**INFORMATION GIVEN**:
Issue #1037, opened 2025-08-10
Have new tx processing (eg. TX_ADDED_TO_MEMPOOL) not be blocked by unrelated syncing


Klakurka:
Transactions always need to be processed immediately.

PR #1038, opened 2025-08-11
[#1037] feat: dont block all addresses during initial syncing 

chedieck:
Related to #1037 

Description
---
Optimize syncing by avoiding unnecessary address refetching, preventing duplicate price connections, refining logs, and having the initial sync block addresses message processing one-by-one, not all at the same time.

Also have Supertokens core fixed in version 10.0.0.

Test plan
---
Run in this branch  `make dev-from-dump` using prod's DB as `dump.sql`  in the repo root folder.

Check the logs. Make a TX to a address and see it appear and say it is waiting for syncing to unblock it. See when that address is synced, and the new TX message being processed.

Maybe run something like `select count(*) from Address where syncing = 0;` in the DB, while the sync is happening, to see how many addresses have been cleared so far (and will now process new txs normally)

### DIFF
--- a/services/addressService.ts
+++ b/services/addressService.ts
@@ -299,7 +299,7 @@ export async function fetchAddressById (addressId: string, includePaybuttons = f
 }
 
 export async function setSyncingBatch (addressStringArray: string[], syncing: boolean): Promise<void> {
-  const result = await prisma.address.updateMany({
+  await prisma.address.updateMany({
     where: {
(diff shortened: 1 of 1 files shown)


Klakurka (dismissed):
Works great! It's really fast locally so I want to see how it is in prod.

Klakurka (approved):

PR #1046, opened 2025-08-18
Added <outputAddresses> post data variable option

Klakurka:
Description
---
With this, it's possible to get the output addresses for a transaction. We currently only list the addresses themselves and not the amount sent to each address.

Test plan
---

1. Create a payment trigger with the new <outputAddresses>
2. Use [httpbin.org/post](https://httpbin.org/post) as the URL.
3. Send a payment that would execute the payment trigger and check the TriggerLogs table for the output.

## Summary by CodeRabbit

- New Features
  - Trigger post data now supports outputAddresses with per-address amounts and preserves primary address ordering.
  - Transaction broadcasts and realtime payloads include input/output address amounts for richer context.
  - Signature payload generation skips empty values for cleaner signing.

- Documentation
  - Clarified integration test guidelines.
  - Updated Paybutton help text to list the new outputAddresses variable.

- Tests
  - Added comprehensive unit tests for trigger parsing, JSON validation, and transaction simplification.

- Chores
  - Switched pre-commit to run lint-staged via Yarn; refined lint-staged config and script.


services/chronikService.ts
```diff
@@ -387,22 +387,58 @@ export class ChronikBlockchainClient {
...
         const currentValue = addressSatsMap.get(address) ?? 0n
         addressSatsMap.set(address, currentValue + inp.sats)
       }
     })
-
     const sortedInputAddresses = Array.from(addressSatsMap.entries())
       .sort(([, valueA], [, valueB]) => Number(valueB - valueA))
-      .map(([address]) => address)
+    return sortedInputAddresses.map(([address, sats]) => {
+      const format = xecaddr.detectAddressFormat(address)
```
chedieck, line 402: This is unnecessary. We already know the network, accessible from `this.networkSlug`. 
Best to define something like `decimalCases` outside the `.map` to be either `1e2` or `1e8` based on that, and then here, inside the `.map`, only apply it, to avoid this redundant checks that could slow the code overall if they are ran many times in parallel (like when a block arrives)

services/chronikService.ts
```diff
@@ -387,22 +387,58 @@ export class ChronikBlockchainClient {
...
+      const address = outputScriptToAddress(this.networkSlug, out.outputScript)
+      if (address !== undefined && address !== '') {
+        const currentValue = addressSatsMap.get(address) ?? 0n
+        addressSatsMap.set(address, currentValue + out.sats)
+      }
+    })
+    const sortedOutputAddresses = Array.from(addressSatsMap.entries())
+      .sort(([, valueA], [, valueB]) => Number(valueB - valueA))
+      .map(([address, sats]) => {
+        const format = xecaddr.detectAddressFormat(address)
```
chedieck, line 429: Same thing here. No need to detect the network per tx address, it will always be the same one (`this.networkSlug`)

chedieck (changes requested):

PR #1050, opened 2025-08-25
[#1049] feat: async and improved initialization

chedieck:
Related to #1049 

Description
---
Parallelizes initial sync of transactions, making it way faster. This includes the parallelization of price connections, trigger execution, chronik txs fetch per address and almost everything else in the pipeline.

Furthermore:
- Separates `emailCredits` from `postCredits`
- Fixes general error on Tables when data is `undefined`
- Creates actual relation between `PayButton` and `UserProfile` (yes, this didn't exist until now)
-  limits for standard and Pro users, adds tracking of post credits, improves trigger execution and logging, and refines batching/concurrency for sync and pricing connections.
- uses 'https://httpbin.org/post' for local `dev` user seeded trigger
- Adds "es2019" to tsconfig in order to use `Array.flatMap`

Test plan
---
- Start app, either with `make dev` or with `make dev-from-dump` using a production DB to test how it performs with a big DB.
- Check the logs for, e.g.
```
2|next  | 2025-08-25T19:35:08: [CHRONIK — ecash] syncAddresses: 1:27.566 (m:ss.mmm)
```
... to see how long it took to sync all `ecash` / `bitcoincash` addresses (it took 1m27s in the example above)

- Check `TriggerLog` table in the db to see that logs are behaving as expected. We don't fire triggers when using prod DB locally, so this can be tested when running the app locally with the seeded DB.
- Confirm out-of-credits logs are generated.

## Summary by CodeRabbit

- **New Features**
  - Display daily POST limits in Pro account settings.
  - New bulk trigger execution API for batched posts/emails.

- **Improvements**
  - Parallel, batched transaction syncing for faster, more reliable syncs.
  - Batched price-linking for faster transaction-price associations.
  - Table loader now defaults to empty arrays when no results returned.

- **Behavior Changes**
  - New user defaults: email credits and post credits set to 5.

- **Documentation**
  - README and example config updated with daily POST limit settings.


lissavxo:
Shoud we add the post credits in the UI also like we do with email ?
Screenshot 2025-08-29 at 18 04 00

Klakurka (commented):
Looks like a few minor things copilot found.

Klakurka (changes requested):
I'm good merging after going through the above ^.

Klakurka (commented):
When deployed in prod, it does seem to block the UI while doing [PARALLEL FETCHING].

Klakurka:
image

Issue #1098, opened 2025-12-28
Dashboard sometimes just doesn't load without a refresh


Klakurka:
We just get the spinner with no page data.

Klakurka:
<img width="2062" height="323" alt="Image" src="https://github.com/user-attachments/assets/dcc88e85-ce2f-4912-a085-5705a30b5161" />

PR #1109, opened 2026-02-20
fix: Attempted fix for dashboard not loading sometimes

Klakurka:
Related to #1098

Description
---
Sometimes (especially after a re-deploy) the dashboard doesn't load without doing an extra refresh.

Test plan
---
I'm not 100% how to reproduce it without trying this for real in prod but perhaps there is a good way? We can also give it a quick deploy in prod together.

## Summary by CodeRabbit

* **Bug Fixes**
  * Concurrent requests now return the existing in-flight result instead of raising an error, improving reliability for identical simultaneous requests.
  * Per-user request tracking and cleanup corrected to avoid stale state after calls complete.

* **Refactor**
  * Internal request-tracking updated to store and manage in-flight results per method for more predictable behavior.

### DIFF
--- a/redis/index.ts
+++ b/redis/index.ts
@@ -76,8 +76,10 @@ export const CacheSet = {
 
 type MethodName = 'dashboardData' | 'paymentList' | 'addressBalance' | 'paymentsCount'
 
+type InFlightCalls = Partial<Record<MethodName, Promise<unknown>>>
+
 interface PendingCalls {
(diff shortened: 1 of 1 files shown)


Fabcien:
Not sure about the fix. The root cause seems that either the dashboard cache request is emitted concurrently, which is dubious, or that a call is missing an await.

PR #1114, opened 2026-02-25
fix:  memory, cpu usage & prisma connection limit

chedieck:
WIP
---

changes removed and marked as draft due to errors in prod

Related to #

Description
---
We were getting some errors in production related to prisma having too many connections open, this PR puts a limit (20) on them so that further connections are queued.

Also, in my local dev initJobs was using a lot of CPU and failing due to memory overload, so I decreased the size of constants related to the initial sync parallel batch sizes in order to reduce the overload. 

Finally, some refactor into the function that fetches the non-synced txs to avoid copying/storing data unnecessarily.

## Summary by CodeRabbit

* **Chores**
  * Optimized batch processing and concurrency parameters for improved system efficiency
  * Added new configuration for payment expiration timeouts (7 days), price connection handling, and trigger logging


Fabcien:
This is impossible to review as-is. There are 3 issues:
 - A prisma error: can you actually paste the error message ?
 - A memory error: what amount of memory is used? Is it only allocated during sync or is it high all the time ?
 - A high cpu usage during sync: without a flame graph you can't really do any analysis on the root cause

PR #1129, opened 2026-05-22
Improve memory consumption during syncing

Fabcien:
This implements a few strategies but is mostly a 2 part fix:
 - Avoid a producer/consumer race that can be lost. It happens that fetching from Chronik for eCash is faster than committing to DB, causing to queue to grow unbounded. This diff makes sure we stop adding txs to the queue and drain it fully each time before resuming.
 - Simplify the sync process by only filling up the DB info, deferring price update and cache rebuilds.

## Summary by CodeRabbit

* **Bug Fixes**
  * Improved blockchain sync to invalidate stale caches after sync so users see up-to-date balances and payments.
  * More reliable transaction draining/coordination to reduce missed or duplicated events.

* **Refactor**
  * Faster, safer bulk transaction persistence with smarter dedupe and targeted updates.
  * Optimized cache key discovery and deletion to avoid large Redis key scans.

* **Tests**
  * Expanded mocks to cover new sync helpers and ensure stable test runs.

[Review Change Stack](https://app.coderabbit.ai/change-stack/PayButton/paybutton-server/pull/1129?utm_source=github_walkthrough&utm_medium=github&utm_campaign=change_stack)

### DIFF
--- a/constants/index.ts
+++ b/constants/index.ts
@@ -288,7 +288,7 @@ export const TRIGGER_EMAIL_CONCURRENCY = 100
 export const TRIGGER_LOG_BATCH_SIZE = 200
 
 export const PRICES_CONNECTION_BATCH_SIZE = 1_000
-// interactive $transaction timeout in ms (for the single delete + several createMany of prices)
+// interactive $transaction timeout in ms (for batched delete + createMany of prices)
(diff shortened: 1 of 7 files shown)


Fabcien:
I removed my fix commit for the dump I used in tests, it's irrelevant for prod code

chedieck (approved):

**TASK DESCRIPTION**: Beginning at the line containing "TRIGGER_EMAIL_CONCURRENCY = 100", output exactly each line up to and including the last line of the material above.

**WORKED SOLUTION**:
@@ -288,7 +288,7 @@ export const TRIGGER_EMAIL_CONCURRENCY = 100
 export const TRIGGER_LOG_BATCH_SIZE = 200
 
 export const PRICES_CONNECTION_BATCH_SIZE = 1_000
-// interactive $transaction timeout in ms (for the single delete + several createMany of prices)
+// interactive $transaction timeout in ms (for batched delete + createMany of prices)
(diff shortened: 1 of 7 files shown)


Fabcien:
I removed my fix commit for the dump I used in tests, it's irrelevant for prod code

chedieck (approved):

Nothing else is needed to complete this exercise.